DOZENS of redundancies are to be sought on Scotland’s railways to cut costs, The Scotsman has learned.
The planned savings follow the launch of a new “alliance” for closer working between train operator ScotRail and track owner Network Rail.
Overlapping posts would be removed, with reductions among engineering and control room staff, and management.
Fewer maintenance staff are required because a new fleet of electric trains will be maintained by manufacturer Hitachi rather than in-house.
However, no cuts are planned among drivers, and very few for “frontline” workers such as train crews and station staff.
ScotRail has pledged to make no compulsory redundancies among its 5,000-strong workforce. This does not apply to Network Rail’s 2,000 workers, but the latest pay offer to its operations and maintenance staff includes such a commitment until December next year. Reducing costs is a cornerstone of the alliance between the two organisations, which was launched last month, six weeks after Dutch firm Abellio took over the ScotRail franchise.
It could further cut the taxpayer funding needed to run Scotland’s railways, which fell by £20 million to £778m this year.
This is despite Scotland enjoying what infrastructure secretary Keith Brown called a “new golden age of the train”, with passenger numbers increasing by one third in the past decade to 90 million a year and new lines such as the Borders Railway, which opens in September.
The news drew an angry response from rail unions.
Kevin Lindsay, Scotland district secretary of train drivers’ union Aslef, whose shunters could be affected, said: “This is unacceptable, jobs are not for sale at any cost.”
Phil Hogg, of the RMT, called for talks before any letters were sent to staff. He said: “We are in the business of creating jobs and making conditions better.”
The alliance downplayed the scale of redundancies, but declined to give numbers.
Spokesman Rob Shorthouse said: “The aim of the alliance is to develop more collaborative and effective ways of working that lead to greater efficiencies in our overall operation.

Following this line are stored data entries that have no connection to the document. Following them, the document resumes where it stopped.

PR #3174, opened 2026-08-05
[ST-2529] Notifications bugs

partizipation:
Three bugs fixed:
1. Notifications task was running every 72 hours but only looking 24 hours ahead/back, so some phase start/end and upcoming event notifications were getting missed
2. User setting for newsletter opt-in was getting cleared out by missing field on dashboard form
3. After guest user convert to regular user, notifications were not getting sent because user was still being identified as guest due to guest user row not being deleted 

**Tasks**
- [x] Changelog

:.::..:::::: [Aligned Asana Task](https://app.asana.com/1/1175467295883992/project/1208559589495764/task/1216906205492170) ::.:.::.::::


apps/notifications/services.py
glanzel, line 151: are Notification Object are created for Email only Notifications aswell ?
Or is that not wanted ?

glanzel (approved):
Seem okay. I have one Question which does not regard the fixes but the overall logic.
Could be merged when test is fixed.

apps/notifications/services.py
partizipation: notification rows are supposed to only be created for in-app, not for email

PR #3187, opened 2026-08-19
deps: use typescript

shn-liqd:


apps/organisations/assets/react_language_choice.tsx
```diff
@@ -142,11 +133,6 @@ const LanguageChoice = (props) => {
                     <span key={languagecode}>
                       {activeLanguages.indexOf(languagecode) !== -1 &&
                         <button
-                          href={
```
shn-liqd, line 145: todo: check

shn-liqd: ✅ Language toggle working fine

glanzel (approved):
I checked it out locally and tested if it installs and runs properly.
I did not read all files.

PR #3188, opened 2026-08-19
e2e tests

shn-liqd:


.github/workflows/django.yml
```diff
@@ -124,3 +124,65 @@ jobs:
...
+          uv pip install -r requirements/dev.txt --system
+      - name: Install Frontend Dependencies
+        run: |
+          pnpm install --frozen-lockfile
+      - name: Build Frontend
+        run: |
+          pnpm run build
+      - name: Install Playwright Chromium
+        run: |
+          python -m playwright install --with-deps chromium
```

“Our proposals for the alliance include the introduction of new roles and also changes to reporting lines and structures.

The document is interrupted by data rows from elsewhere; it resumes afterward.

PR #660, opened 2026-09-04
fix: wire MLX backend into soup doctor and read the real version

### LINKED ISSUE #659: soup doctor never reports MLX: _get_mlx_info() has no caller, and get_mlx_version() always returns "unknown"
Found while setting up the box for #23. Two defects in the MLX diagnostic surface, on hardware where they are visible. Neither is in #23's scope, so filing rather than folding them in.

**Box:** Apple M1, 8 GB unified memory, arm64, macOS 26.6.2, Python 3.12.14, `mlx` 0.32.2, `mlx-lm` 0.31.3, Metal available.

## 1. `soup doctor` never reports MLX at all

`commands/doctor.py:189` defines `_get_mlx_info()` with the docstring *"Surface MLX info in the doctor report"*. **It has no caller.**

```
$ grep -rn "_get_mlx_info" src/ tests/ scripts/ docs/
src/soup_cli/commands/doctor.py:189:def _get_mlx_info() -> dict:
tests/test_mlx_backend.py:280:        from soup_cli.commands.doctor import _get_mlx_info
tests/test_mlx_backend.py:282:        info = _get_mlx_info()
```

The only references outside its own definition are in a test. Confirmed by AST rather than by grep alone:

```
_get_mlx_info defined: True
_get_mlx_info called : False
```

Consequence, measured on the box above — MLX installed, Metal available, Apple Silicon detected:

```
$ soup doctor | grep -ci mlx
0
```

The report shows `Backend: MPS (Apple Silicon)`, which comes from the **torch** MPS branch in `_check_gpu()`, not from MLX. A user on Apple Silicon has no way to ask Soup whether it can see their MLX install.

### Why it survived

`tests/test_mlx_backend.py:277` — under a comment reading `# doctor command reports MLX` and a class named `TestMLXDoctor`:

```python
def test_doctor_has_mlx_info(self):
    """`soup doctor` helpers surface MLX info (no crash on non-Apple)."""
    from soup_cli.commands.doctor import _get_mlx_info
    info = _get_mlx_info()
    assert isinstance(info, dict)
    assert "available" in info
```

It imports the helper and calls it directly, so it passes whether or not `doctor` invokes it. The test name and the comment both assert the command's behaviour; the body only exercises the helper.

This is the same shape as #363 — MLX code that exists, is tested, and is unreachable from the command that is supposed to use it.

## 2. `get_mlx_version()` can never return a version

`utils/mlx.py:33`:

```python
def get_mlx_version() -> Optional[str]:
    try:
        import mlx
    except ImportError:
        return None
    return getattr(mlx, "__version__", "unknown")
```

The top-level `mlx` package does not expose `__version__`. Measured:

```
mlx.__version__       -> <absent>
mlx.core.__version__  -> 0.32.2
importlib.metadata.version("mlx") -> 0.32.2
```

So on a correctly installed MLX the function returns the string `"unknown"`, always:

```
>>> get_mlx_info()
{'available': True, 'version': 'unknown', 'apple_silicon': True,
 'chip': {..., 'chip': 'Apple M1'}, 'unified_memory_bytes': 8589934592}
```

Everything else in that dict is correct — detection, chip, unified memory. Only the version is wrong, and it is wrong on every machine.

Defect 1 is why this was never noticed: nobody has ever seen the field rendered.

## Suggested fix shape

- Call `_get_mlx_info()` from `doctor` and render a panel when `available` is true (and, on Apple Silicon with MLX **absent**, say so — that is the case where a user most needs to be told).
- Read the version from `mlx.core.__version__`, falling back to `importlib.metadata.version("mlx")`, and keep `"unknown"` only as the genuine last resort.
- Change `test_doctor_has_mlx_info` to invoke the **command** and assert MLX appears in its output — otherwise this reopens the moment someone refactors. A control that the panel is absent without MLX would keep it honest.

## Acceptance

- [ ] `soup doctor` on Apple Silicon with MLX installed prints an MLX section including the real version
- [ ] `soup doctor` on a machine without MLX still runs and says so, without crashing
- [ ] `get_mlx_version()` returns `0.32.2`-style output where MLX is installed, `None` where it is not
- [ ] A test that drives the **command**, not the helper, plus a control that can fail

## Scope note

I can take this, but I have three PRs already open (#656, #657, #658) and would rather not add a fourth to your review queue before some of those land. Happy to open it whenever you prefer — or leave it for someone else, in which case note that reproducing it needs an Apple Silicon box with `mlx` installed. I will not bundle it into the #23 work.

ump45nose:
## What does this PR do?

Wires the long-dormant MLX section into `soup doctor` and fixes the version lookup that always reported `"unknown"`.

Fixes #659.

### Root cause

- `_get_mlx_info()` / `get_mlx_info()` existed in the codebase, but **nothing in `doctor()` ever called them** — the MLX panel was defined but unreachable, so Apple Silicon users never saw it.
- `get_mlx_version()` read `mlx.__version__`. The `mlx` package does **not** export `__version__` on its top-level module; it lives on `mlx.core` (and in distribution metadata), so the function always returned `"unknown"`.

### Changes

- `doctor()` now renders an MLX panel after the GPU check:
  - MLX present → version, chip, unified memory
  - Apple Silicon but MLX missing → "not installed" + install hint (`pip install 'soup-cli[mlx]'`)
  - non-Apple → "N/A (Apple Silicon only)"
  - the panel is informational and never crashes the report (info helper degrades to `available=False` on any error)
- `get_mlx_version()`:
  1. reads `mlx.core.__version__`
  2. falls back to `importlib.metadata.version("mlx")`
  3. returns `None` only when MLX truly cannot be found

### Tests

- `test_get_mlx_version_reads_core_version` — top-level `mlx` module with **no** `__version__` still yields the real version from `mlx.core`.
- `test_get_mlx_version_metadata_fallback` — metadata fallback path.
- `test_doctor_command_renders_mlx_panel` — drives the `doctor` command (not the helper) with a mocked MLX install; asserts the panel and version render.
- `test_doctor_command_mlx_absent_control` — drives `doctor` with MLX import failing; asserts "not installed" renders and the command still exits 0.

## Type of change

- [x] Bug fix
- [ ] New feature
- [ ] Refactor / cleanup
- [ ] Documentation
- [x] Tests

## Checklist

- [x] `pytest tests/ -v` passes (ran `tests/test_mlx_backend.py` and `tests/test_doctor.py`: 43 passed; the full suite runs on CI)
- [x] Updated relevant docs (`README.md` and the matching page under `docs/`) if needed — N/A, no doc change needed
- [x] Added a changelog fragment, or this change has no user-visible impact — added `changelog.d/0.73.3/660.fixed.md`

### Verification on real hardware

Apple Silicon (macOS arm64, Apple M1 Pro), MLX 0.32.2 installed:

```text
╭──────────────────────────────────── MLX ─────────────────────────────────────╮
│ Version:  0.32.2                                                             │
│ Chip:     Apple M1 Pro                                                       │
│ Memory:   32 GB unified                                                      │
╰──────────────────────────────────────────────────────────────────────────────╯
```

### AI assistance

This change was implemented with AI assistance; the investigation, code, tests, and this description were reviewed by a human contributor.

### DIFF
--- a/changelog.d/0.73.3/660.fixed.md
+++ b/changelog.d/0.73.3/660.fixed.md
@@ -1,0 +1,8 @@
+- **`soup doctor` now reports the MLX backend (#660 by @ump45nose in #660).**
+  The MLX panel had been written but never wired into the report, so Apple Silicon
+  users saw no MLX section at all. `doctor` now renders an MLX panel showing the
+  installed version, chip, and unified memory when MLX is present, says plainly
+  when it is missing on Apple Silicon, and marks it N/A elsewhere. `get_mlx_version()`
+  reads `mlx.core.__version__` (falling back to distribution metadata) instead of
+  `mlx.__version__`, which the `mlx` package does not export and which therefore
+  always reported "unknown".
--- a/changelog.d/0.73.3/660.fixed.md
+++ b/changelog.d/0.73.3/660.fixed.md
@@ -1,8 +1,8 @@
-- **`soup doctor` now reports the MLX backend (#660 by @ump45nose in #660).**
+- **`soup doctor` now reports the MLX backend (#659 by @ump45nose in #660).**
   The MLX panel had been written but never wired into the report, so Apple Silicon
   users saw no MLX section at all. `doctor` now renders an MLX panel showing the
   installed version, chip, and unified memory when MLX is present, says plainly
-  when it is missing on Apple Silicon, and marks it N/A elsewhere. `get_mlx_version()`
+  when it is missing on Apple Silicon, and stays quiet elsewhere. `get_mlx_version()`
   reads `mlx.core.__version__` (falling back to distribution metadata) instead of
   `mlx.__version__`, which the `mlx` package does not export and which therefore
   always reported "unknown".
--- a/src/soup_cli/commands/doctor.py
+++ b/src/soup_cli/commands/doctor.py
@@ -91,6 +91,9 @@ def doctor(
     # GPU check
     _check_gpu()
 
+    # MLX (Apple Silicon) check
+    _check_mlx()
+
     # Resources check
     _check_resources(probe_disk=disk)
 
@@ -196,6 +199,43 @@ def _get_mlx_info() -> dict:
         return get_mlx_info()
     except Exception:  # noqa: BLE001
         return {"available": False}
+
+
+def _check_mlx():
+    """Report the MLX (Apple Silicon) backend in ``soup doctor``.
+
+    MLX is an Apple Silicon-only stack, so the panel is informational rather
+    than a pass/fail dependency: it shows the installed version and hardware
+    when present, and says so plainly when MLX is missing. It must never crash
+    the report (the info helper degrades to ``available=False`` on any error).
+    """
+    info = _get_mlx_info()
+    if info.get("available"):
+        mem_bytes = info.get("unified_memory_bytes")
+        mem_str = f"{mem_bytes / (1024**3):.0f} GB" if mem_bytes else "unknown"
+        chip = (info.get("chip") or {}).get("chip")
+        console.print(
+            Panel(
+                f"Version:  [bold green]{info.get('version', 'unknown')}[/]\n"
+                f"Chip:     [bold]{chip or 'Apple Silicon'}[/]\n"
+                f"Memory:   [bold]{mem_str}[/] unified",
+                title="MLX",
+            )
+        )
+    elif info.get("apple_silicon"):
+        console.print(
+            Panel(
+                "Status:   [yellow]not installed[/]\nInstall:  [dim]pip install 'soup-cli[mlx]'[/]",
+                title="MLX",
+            )
+        )
+    else:
+        console.print(
+            Panel(
+                "Status:   [dim]N/A (Apple Silicon only)[/]",
+                title="MLX",
+            )
+        )
 
 
 def _check_gpu():
--- a/src/soup_cli/commands/doctor.py
+++ b/src/soup_cli/commands/doctor.py
@@ -216,7 +216,7 @@ def _check_mlx():
         chip = (info.get("chip") or {}).get("chip")
         console.print(
             Panel(
-                f"Version:  [bold green]{info.get('version', 'unknown')}[/]\n"
+                f"Version:  [bold green]{info.get('version') or 'unknown'}[/]\n"
                 f"Chip:     [bold]{chip or 'Apple Silicon'}[/]\n"
                 f"Memory:   [bold]{mem_str}[/] unified",
                 title="MLX",
@@ -227,13 +227,6 @@ def _check_mlx():
             Panel(
                 "Status:   [yellow]not installed[/]\n"
                 "Install:  [dim]pip install \"soup-cli\\[mlx]\"[/]",
-                title="MLX",
-            )
-        )
-    else:
-        console.print(
-            Panel(
-                "Status:   [dim]N/A (Apple Silicon only)[/]",
                 title="MLX",
             )
         )
--- a/src/soup_cli/commands/doctor.py
+++ b/src/soup_cli/commands/doctor.py
@@ -225,7 +225,8 @@ def _check_mlx():
     elif info.get("apple_silicon"):
         console.print(
             Panel(
-                "Status:   [yellow]not installed[/]\nInstall:  [dim]pip install 'soup-cli[mlx]'[/]",
+                "Status:   [yellow]not installed[/]\n"
+                "Install:  [dim]pip install \"soup-cli\\[mlx]\"[/]",
                 title="MLX",
             )
         )
--- a/src/soup_cli/utils/mlx.py
+++ b/src/soup_cli/utils/mlx.py
@@ -31,12 +31,28 @@ def is_apple_silicon() -> bool:
 
 
 def get_mlx_version() -> Optional[str]:
-    """Return the MLX version string, or None if not installed."""
+    """Return the MLX version string, or None if not installed.
+
+    The top-level ``mlx`` package does not export ``__version__`` — it lives on
+    ``mlx.core`` (and in distribution metadata), so reading ``mlx.__version__``
+    always reported "unknown" (#659). Try the canonical surface first, fall
+    back to importlib.metadata, and only report "unknown" as a last resort.
+    """
     try:
-        import mlx
+        import mlx.core
+
+        version = getattr(mlx.core, "__version__", None)
+        if version:
+            return str(version)
     except ImportError:
+        pass
+
+    try:
+        from importlib.metadata import version as _dist_version
+
+        return _dist_version("mlx")
+    except Exception:  # noqa: BLE001 — no package, no metadata, or missing dist
         return None
-    return getattr(mlx, "__version__", "unknown")
 
 
 def get_chip_info() -> dict[str, str]:
--- a/tests/test_mlx_backend.py
+++ b/tests/test_mlx_backend.py
@@ -62,7 +62,7 @@ class TestMLXDetection:
         assert info["available"] is False
 
     def test_get_mlx_version_reads_core_version(self, monkeypatch):
-        """get_mlx_version reads mlx.core.__version__, not mlx.__version__ (#659)."""
+        """get_mlx_version prefers mlx.core over stale distribution metadata (#659)."""
         import sys
         import types
 
@@ -75,6 +75,11 @@ class TestMLXDetection:
 
         from soup_cli.utils import mlx as mlx_utils
 
+        # The module version is authoritative after an in-place upgrade, while
+        # distribution metadata can still report the prior installed release.
+        monkeypatch.setattr(
+            "importlib.metadata.version", lambda name: "0.31.0" if name == "mlx" else None
+        )
         assert mlx_utils.get_mlx_version() == "0.32.2"
 
     def test_get_mlx_version_metadata_fallback(self, monkeypatch):
@@ -311,14 +316,6 @@ output: ./output
 
 
 class TestMLXDoctor:
-    def test_doctor_has_mlx_info(self):
-        """`soup doctor` helpers surface MLX info (no crash on non-Apple)."""
-        from soup_cli.commands.doctor import _get_mlx_info
-
-        info = _get_mlx_info()
-        assert isinstance(info, dict)
-        assert "available" in info
-
     def test_doctor_command_renders_mlx_panel(self, monkeypatch):
         """`soup doctor` renders the MLX panel when MLX is available."""
         import sys
@@ -346,7 +343,7 @@ class TestMLXDoctor:
         assert "0.32.2" in result.output
 
     def test_doctor_command_mlx_absent_control(self, monkeypatch):
-        """`soup doctor` says MLX is not installed when it cannot be imported."""
+        """`soup doctor` renders the Apple-only MLX install guidance when absent."""
         import builtins
 
         from typer.testing import CliRunner
@@ -361,11 +358,30 @@ class TestMLXDoctor:
             return real_import(name, *args, **kwargs)
 
         monkeypatch.setattr(builtins, "__import__", fake_import)
+        # Force the Apple-specific branch; otherwise optional dependencies also
+        # render "not installed" and the assertion would be vacuous off-Mac.
+        monkeypatch.setattr("soup_cli.utils.mlx.is_apple_silicon", lambda: True)
         result = CliRunner().invoke(app, ["doctor"])
 
         assert result.exit_code == 0
         assert "MLX" in result.output
-        assert "not installed" in result.output
+        assert 'pip install "soup-cli[mlx]"' in result.output
+
+    def test_doctor_command_omits_mlx_panel_off_apple_silicon(self, monkeypatch):
+        """`soup doctor` stays quiet about MLX on non-Apple platforms."""
+        from typer.testing import CliRunner
+
+        from soup_cli.cli import app
+
+        # The doctor report should not dedicate a panel to an unsupported backend.
+        monkeypatch.setattr(
+            "soup_cli.commands.doctor._get_mlx_info",
+            lambda: {"available": False, "apple_silicon": False},
+        )
+        result = CliRunner().invoke(app, ["doctor"])
+
+        assert result.exit_code == 0, result.output
+        assert "Apple Silicon only" not in result.output
 
 
 if __name__ == "__main__":
--- a/tests/test_mlx_backend.py
+++ b/tests/test_mlx_backend.py
@@ -61,6 +61,41 @@ class TestMLXDetection:
         info = mlx_utils.get_mlx_info()
         assert info["available"] is False
 
+    def test_get_mlx_version_reads_core_version(self, monkeypatch):
+        """get_mlx_version reads mlx.core.__version__, not mlx.__version__ (#659)."""
+        import sys
+        import types
+
+        fake_mlx = types.ModuleType("mlx")  # no __version__ on the top-level pkg
+        fake_core = types.ModuleType("mlx.core")
+        fake_core.__version__ = "0.32.2"
+        fake_mlx.core = fake_core
+        monkeypatch.setitem(sys.modules, "mlx", fake_mlx)
+        monkeypatch.setitem(sys.modules, "mlx.core", fake_core)
+
+        from soup_cli.utils import mlx as mlx_utils
+
+        assert mlx_utils.get_mlx_version() == "0.32.2"
+
+    def test_get_mlx_version_metadata_fallback(self, monkeypatch):
+        """get_mlx_version falls back to importlib.metadata when core lacks it."""
+        import sys
+        import types
+
+        fake_mlx = types.ModuleType("mlx")
+        fake_core = types.ModuleType("mlx.core")
+        fake_core.metal = types.SimpleNamespace(is_available=lambda: True)
+        fake_mlx.core = fake_core
+        monkeypatch.setitem(sys.modules, "mlx", fake_mlx)
+        monkeypatch.setitem(sys.modules, "mlx.core", fake_core)
+
+        from soup_cli.utils import mlx as mlx_utils
+
+        monkeypatch.setattr(
+            "importlib.metadata.version", lambda name: "0.32.2" if name == "mlx" else None
+        )
+        assert mlx_utils.get_mlx_version() == "0.32.2"
+
     def test_estimate_mlx_batch_size_small_model(self):
         from soup_cli.utils.mlx import estimate_mlx_batch_size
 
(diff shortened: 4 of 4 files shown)


MakazhanAlpamys:
@ump45nose — reviewed on its merits, as promised on #659. **The core of this is right and I can prove it**: the wiring is real, and it is asserted by a test that would fail if you removed it. Three things to fix, one of them a test that cannot currently fail.

Before the details, the thing I owe you: **merging is still gated on the hold I described on #659**, not on anything in this diff. That is my process error, not yours, and it is being resolved on that thread with a deadline.

## What I verified by execution

Isolated worktree at `c1565b3`, `PYTHONPATH` pinned to the branch (unpinned, this repo's editable install resolves to the main tree and every mutation is a silent no-op).

| mutation | result |
|---|---|
| delete the `_check_mlx()` call from `doctor()` | **KILLED** — `test_doctor_command_renders_mlx_panel` + `test_doctor_command_mlx_absent_control` |
| `get_mlx_version()` → `return "unknown"` unconditionally | **KILLED** — 3 tests |
| break the `importlib.metadata` fallback | **KILLED** |

That first row is the whole point of #659 and you hit it. The old test imported the helper and called it directly, so it passed whether or not `doctor` invoked it; yours drives the command, so the wiring is pinned rather than assumed. Both defects are genuinely fixed.

## Blocking 1 — the absent-control cannot fail off-Mac

`test_doctor_command_mlx_absent_control` asserts `"not installed" in result.output`. Measured on this Windows box, real `soup doctor` output:

```
'not installed' count: 6
  | wandb        │ optional │ >=0.15.0  │ not installed
  | deepspeed    │ optional │ >=0.12.0  │ not installed
  | unsloth   / torchao / sglang / librosa   ... not installed
'N/A (Apple Silicon only)' present: True
```

All six come from the optional-dependency table. The MLX panel on a non-Apple runner never reaches the `not installed` branch at all — it renders `N/A (Apple Silicon only)`, because you do not patch `is_apple_silicon`. Proof rather than argument: changing the MLX panel's string to `MLXABSENTSENTINEL` leaves **43 passed**, nothing red.

So on ubuntu-latest and windows-latest that test asserts a string it would find anyway. It becomes real only on `macos-latest`, and by accident rather than design. Fix: monkeypatch `is_apple_silicon` → True so the branch is reached everywhere, and assert on something unique to that panel — `pip install 'soup-cli[mlx]'` appears nowhere else in the report.

This matters more than usual here because **a vacuous test is the exact defect #659 is about.** The issue exists because `test_doctor_has_mlx_info` asserted the command's behaviour in its name and the helper's in its body; shipping a new control with the same property would close the issue while reproducing its cause.

## Blocking 2 — the non-Apple panel contradicts the scope I set

`doctor.py:233-239` is an unconditional `else:`, so **every Linux and Windows user gets a permanent bordered MLX panel telling them MLX is irrelevant to them.** My triage said it must stay quiet off-Mac, and this is that noise. You documented the choice in the PR body rather than slipping it in, which is why I am calling it a scope disagreement and not a defect.

**My call: drop the `else:` branch.** `soup doctor` is read by every user on every platform and a dedicated panel is a heavy way to say "not applicable". If you want off-Mac visibility, the right home is a **row in the existing optional-dependency table** — where `wandb` and friends already say `not installed` without a panel each — not a box of its own. Either drop it or move it there; I will take both, not a third panel.

Credit where due: I checked the cost before objecting, and the branch is cheap — `get_chip_info()` short-circuits on `is_apple_silicon()` before spawning any `sysctl`, so this is about report noise, not startup time.

## Non-blocking, worth fixing in the same push

1. **The lookup order is untested.** Swapping to metadata-first passes the whole suite — 43 passed, nothing notices. If `mlx.core.__version__` must win over a possibly-stale `dist-info` (it should — the metadata can survive an upgrade the module has moved past), that ordering needs its own test.
2. **`test_doctor_has_mlx_info` is untouched.** It is the test #659 named, and it still stands beside your new ones with a name and enclosing comment claiming command coverage its body does not have. Delete it — the new tests supersede it — or fold it in.
3. **`info.get('version', 'unknown')` never falls back.** The key exists and holds `None`, so an installed-but-version-less MLX renders the literal `None` in the panel. And the `get_mlx_version` docstring still promises an `"unknown"` the code can no longer return.
4. **Changelog attribution**: `(#660 by @ump45nose in #660)` should be `(#659 by @ump45nose in #660)` — the convention is `(#ISSUE by @author in #PR)`, cf. `468.added.md`.

## Things I could not check, stated rather than glossed

This box is Windows with no Apple Silicon and no `mlx` installed, so every MLX-present path was exercised through injected fakes. **The real version output on hardware is yours to report** — that is the half of #659 nobody else here can verify, and it is why your access is genuinely useful. Please paste the actual `soup doctor` MLX panel from your machine in the PR.

Also verified clean: zero deleted or weakened test lines; `ruff` passes; `test_cli_startup_is_light.py` shows an identical failure set on your branch and on `main` (pre-existing local typer/click breakage); no new top-level `mlx`/`torch` import; and the ANSI-safety guard passes, including under `FORCE_COLOR=1` — your assertions target whole styled tokens rather than `--flag` strings, so the trap that has reddened this CI four times does not apply here.

ump45nose:
已推送维护者意见的修复：`bf0c025`。

已处理：
- 缺失控制测试显式 patch Apple Silicon，并断言唯一的 `pip install "soup-cli[mlx]"` 提示；
- 移除非 Apple 平台的独立 MLX 面板，并增加静默回归测试；
- 固化 `mlx.core.__version__` 优先于可能过期的 distribution metadata；
- 删除旧的仅调用 helper 的测试，`None` 版本回退为 `unknown`，并修正 changelog 为 #659。

验证：
- 隔离 Python 3.12 环境：`pytest --no-cov tests/test_mlx_backend.py -v` → 23 passed；`--no-cov` 仅避免单文件运行触发项目全局 77% 覆盖率门槛。
- `ruff check src/soup_cli/ scripts/ tests/` 与 `git diff --check` 通过。
- Apple M1 Pro 硬件实测（隔离环境的 MLX 0.32.2）：`soup doctor` 显示 `Version: 0.32.2`、`Chip: Apple M1 Pro`、`Memory: 32 GB unified`。完整训练依赖未安装，因此该临时环境同时如实报告缺少 torch 等训练栈。

该分支的修复、测试和说明由 AI 辅助完成。烦请复审。

MakazhanAlpamys:
Thanks — that is every item from the review, and two of them are the ones I cared about most.

`bf0c025` addresses, as far as I can see from the diff:

- the absent-control now patches Apple Silicon explicitly and asserts on `pip install "soup-cli[mlx]"`, which is unique to that branch — so it can actually fail on a Linux/Windows runner instead of matching the six `not installed` rows in the optional-dependency table;
- the non-Apple panel is gone, with a silence regression test, which is the scope point;
- `mlx.core.__version__` now takes priority over possibly-stale distribution metadata, and that ordering has its own test;
- the old helper-only test is deleted, `None` falls back to `unknown`, and the changelog fragment now credits `(#659 by @ump45nose in #660)`.

The Apple M1 Pro run is the half nobody else here could produce — `Version: 0.32.2`, `Chip: Apple M1 Pro`, `Memory: 32 GB unified` — thank you for posting it rather than asserting it worked. Noting for the record that the temporary environment honestly reported the missing training stack too; that is the right way to publish a partial environment.

Also noted, and it costs you nothing: the diff itself is entirely in English — code, tests and the changelog fragment — which is what matters, since those land in the repository. The commit message will not survive the squash merge (I write the subject and body), so no action needed there.

CI approved again — first-time-contributor runs need manual release here, so expect to ping me if a later push sits idle.

**Status, unchanged and not about this diff:** the hold on #659 runs until 2026-09-05 06:00 UTC or until @Srinivasan8888 replies, whichever comes first. Separately, I am mid-way through cutting v0.74.0, so my re-review of this lands after the tag. Nothing here is waiting on you.

MakazhanAlpamys:
@ump45nose — re-reviewed `bf0c025` by execution. **The hold is gone**: @Srinivasan8888 passed the issue to you explicitly on #659 at 09:04 UTC, so nothing outside this diff is blocking any more. Four of my five review items are genuinely fixed and I can show it. One of them is fixed in the code but **not actually pinned by the test you added for it**, and that is the one thing left.

## Verified by execution

Isolated worktree at `bf0c025`, `PYTHONPATH` pinned to the branch (unpinned, this repo's editable install resolves to the main tree and every mutation is a silent no-op). Baseline: `tests/test_mlx_backend.py` -> **23 passed**.

| # | mutation | result |
|---|---|---|
| M1 | delete the `_check_mlx()` call from `doctor()` | **KILLED** — `test_doctor_command_renders_mlx_panel`, `test_doctor_command_mlx_absent_control` |
| M2 | `get_mlx_version()` never reads `mlx.core.__version__` | **KILLED** — `test_get_mlx_version_reads_core_version`, `test_doctor_command_renders_mlx_panel` |
| M3 | break the `importlib.metadata` fallback | **KILLED** — `test_get_mlx_version_metadata_fallback` |
| M4 | change the absent-branch install hint string | **KILLED** — `test_doctor_command_mlx_absent_control` |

“Some of these changes could present opportunities to make the team more effective and efficient. However, there are no proposals to significantly change our combined head count.
“Where any changes are proposed, these will be discussed and consulted with staff and unions through our existing procedures. All affected employees would be fully briefed as part of the consultation process on any changes that may affect them.
“Our employees are our strength and our most valuable asset. All of our plans centre on how our employees contribute to the growth and development of our business.”
A Scottish Government spokesman said: “We recognise that staff are vital to the success of the alliance and it is why we have enshrined a no-compulsory redundancy guarantee within the franchise contract, a commitment that is the first of its kind anywhere in the UK.
“The alliance will support a more efficient management and operation of the rail network in Scotland.”